Data from the U.S. Department of Health and Human Services Medicaid Provider Spending database show that Chino Hills saw at least $205,257 in Medicaid payments in 2024 for services billed under HCPCS codes specifically associated with COVID-19.
Medicaid, which is financed through both federal and state budgets and administered by the states, serves low-income individuals, families, children, seniors and people with disabilities, making it a major component of the U.S. health care system.
Because Medicaid is taxpayer-funded, fluctuations in billing levels at the local level illustrate how health care dollars are distributed within a community.
This report relied on HCPCS codes categorized as “COVID-19” or “coronavirus” in billing records or reference materials to pinpoint related services. Therefore, only services specifically flagged as COVID-related were included, and pandemic-related care billed under different or broader codes is not reflected.
For perspective, among California cities, San Jose saw the largest volume of Medicaid COVID-19–related claims in 2024, with $5,601,479 in payments.
In Chino Hills, four providers billed Medicaid for COVID-19–related services in 2024, with the COVID Specific code making up $198,598 of the total.
The average COVID-19–specific Medicaid payment per provider in Chino Hills came to $51,314—less than the statewide average of $52,976.
Medicaid spending in Chino Hills surged during the COVID pandemic as virus-specific services made up a significant portion of the growth.
Total Medicaid payments in all other claim categories rose by $21,065,958 from 2020 to 2024, an increase of 437.6%.

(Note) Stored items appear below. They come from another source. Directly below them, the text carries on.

PR #517, opened 2024-10-03
fix: TRAC-33-crash-if-LUMIGO_SECRET_MASKING_REGEX-has-invalid-regex-exp

eugene-lumigo:


src/utils/payloadStringify.js
```diff
@@ -32,18 +32,27 @@ const keyToRegexes = (
...
+  const regexes =
+    tryParseEnvVar(backwardCompRegexEnvVarName) || tryParseEnvVar(regexesEnvVarName) || regexesList;
+
+  try {
+    return regexes.map((x) => new RegExp(x, 'i'));
+  } catch (e) {
+    regexes.forEach((x) =>
+      invalidMaskingRegexWarning(`Error processing regex: ${x} - ${e.message}`)
+    );
+    return fallbackRegexesList.map((x) => new RegExp(x, 'i'));
```
harelmo-lumigo, line 54: This will print a warning for all regexes, even for valid one, if a one or more in the list are invalid.
I suggest to use something like this:
```js
const parsedRegexes = regexes.map((x) => {
  try {
    return new RegExp(x, 'i')
  } catch (e) {
    invalidMaskingRegexWarning(`Error processing regex: ${x} - ${e.message}`)
    return e;
  }
});

if (parsedRegexes.some((x) => x instanceof Error)) {
  // print warning about using fallbacks
} else {
  return parsedRegexes
}
```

In the two years before the pandemic, Chino Hills averaged $1,963,237 in annual Medicaid payments.
According to the Centers for Medicare & Medicaid Services, combined state and federal Medicaid expenditures were about $871.7 billion for fiscal 2023, making up roughly 18% of U.S. health spending. That’s up from $613.5 billion in 2019, before the pandemic.
This $258 billion rise, an increase of about 40%, was fueled by higher enrollment and greater use of services during and following the pandemic period.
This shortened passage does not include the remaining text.